### What you need to do
Which lines below hold the word "opened"? Copy all of them.

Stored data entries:
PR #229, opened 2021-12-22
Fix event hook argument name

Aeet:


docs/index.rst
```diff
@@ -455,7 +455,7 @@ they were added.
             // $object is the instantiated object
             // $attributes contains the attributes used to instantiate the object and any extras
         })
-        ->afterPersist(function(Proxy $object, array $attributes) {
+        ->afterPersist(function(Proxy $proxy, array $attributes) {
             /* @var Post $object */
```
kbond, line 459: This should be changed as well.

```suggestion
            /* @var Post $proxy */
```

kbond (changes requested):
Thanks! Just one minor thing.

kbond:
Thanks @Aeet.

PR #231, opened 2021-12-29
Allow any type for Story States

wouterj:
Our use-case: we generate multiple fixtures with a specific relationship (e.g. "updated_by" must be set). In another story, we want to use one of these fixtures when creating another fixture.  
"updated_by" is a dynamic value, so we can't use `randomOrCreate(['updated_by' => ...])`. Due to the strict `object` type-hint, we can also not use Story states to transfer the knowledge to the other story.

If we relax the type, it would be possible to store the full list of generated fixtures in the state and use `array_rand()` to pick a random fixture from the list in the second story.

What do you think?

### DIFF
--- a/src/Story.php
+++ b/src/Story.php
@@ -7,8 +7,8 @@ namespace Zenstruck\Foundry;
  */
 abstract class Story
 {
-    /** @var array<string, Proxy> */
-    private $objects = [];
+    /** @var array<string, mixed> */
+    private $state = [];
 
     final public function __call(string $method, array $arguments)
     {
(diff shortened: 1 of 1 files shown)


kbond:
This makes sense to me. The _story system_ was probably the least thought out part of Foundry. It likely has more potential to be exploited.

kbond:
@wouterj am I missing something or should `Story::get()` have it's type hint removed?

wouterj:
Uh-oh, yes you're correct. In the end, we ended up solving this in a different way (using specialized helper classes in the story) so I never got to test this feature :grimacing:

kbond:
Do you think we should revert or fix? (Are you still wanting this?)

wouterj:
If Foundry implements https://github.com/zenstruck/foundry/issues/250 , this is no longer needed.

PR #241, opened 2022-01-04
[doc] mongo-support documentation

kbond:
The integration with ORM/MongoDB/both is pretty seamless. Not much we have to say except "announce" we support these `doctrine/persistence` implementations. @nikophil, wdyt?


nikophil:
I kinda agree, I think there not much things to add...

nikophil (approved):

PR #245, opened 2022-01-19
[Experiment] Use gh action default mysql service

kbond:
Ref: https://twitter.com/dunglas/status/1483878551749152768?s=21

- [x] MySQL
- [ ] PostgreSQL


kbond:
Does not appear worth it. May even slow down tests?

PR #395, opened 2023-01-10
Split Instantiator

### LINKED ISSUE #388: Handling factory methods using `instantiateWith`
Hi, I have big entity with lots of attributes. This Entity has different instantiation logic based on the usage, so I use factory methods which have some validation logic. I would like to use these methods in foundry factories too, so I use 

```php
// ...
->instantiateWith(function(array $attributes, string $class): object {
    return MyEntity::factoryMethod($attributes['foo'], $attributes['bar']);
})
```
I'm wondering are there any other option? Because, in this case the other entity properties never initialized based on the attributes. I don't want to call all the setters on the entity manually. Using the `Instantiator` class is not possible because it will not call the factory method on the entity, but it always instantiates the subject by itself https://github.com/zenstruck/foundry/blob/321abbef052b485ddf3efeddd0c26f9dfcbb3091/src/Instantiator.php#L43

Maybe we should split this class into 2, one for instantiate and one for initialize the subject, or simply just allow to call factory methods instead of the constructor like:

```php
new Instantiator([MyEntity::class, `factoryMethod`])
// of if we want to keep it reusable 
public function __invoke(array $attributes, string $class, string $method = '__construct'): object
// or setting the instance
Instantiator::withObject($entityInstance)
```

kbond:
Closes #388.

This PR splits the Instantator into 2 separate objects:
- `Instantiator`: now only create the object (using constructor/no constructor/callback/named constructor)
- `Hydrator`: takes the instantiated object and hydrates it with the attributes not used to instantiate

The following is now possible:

### Answer area
PR #229, opened 2021-12-22
PR #231, opened 2021-12-29
PR #241, opened 2022-01-04
PR #245, opened 2022-01-19
PR #395, opened 2023-01-10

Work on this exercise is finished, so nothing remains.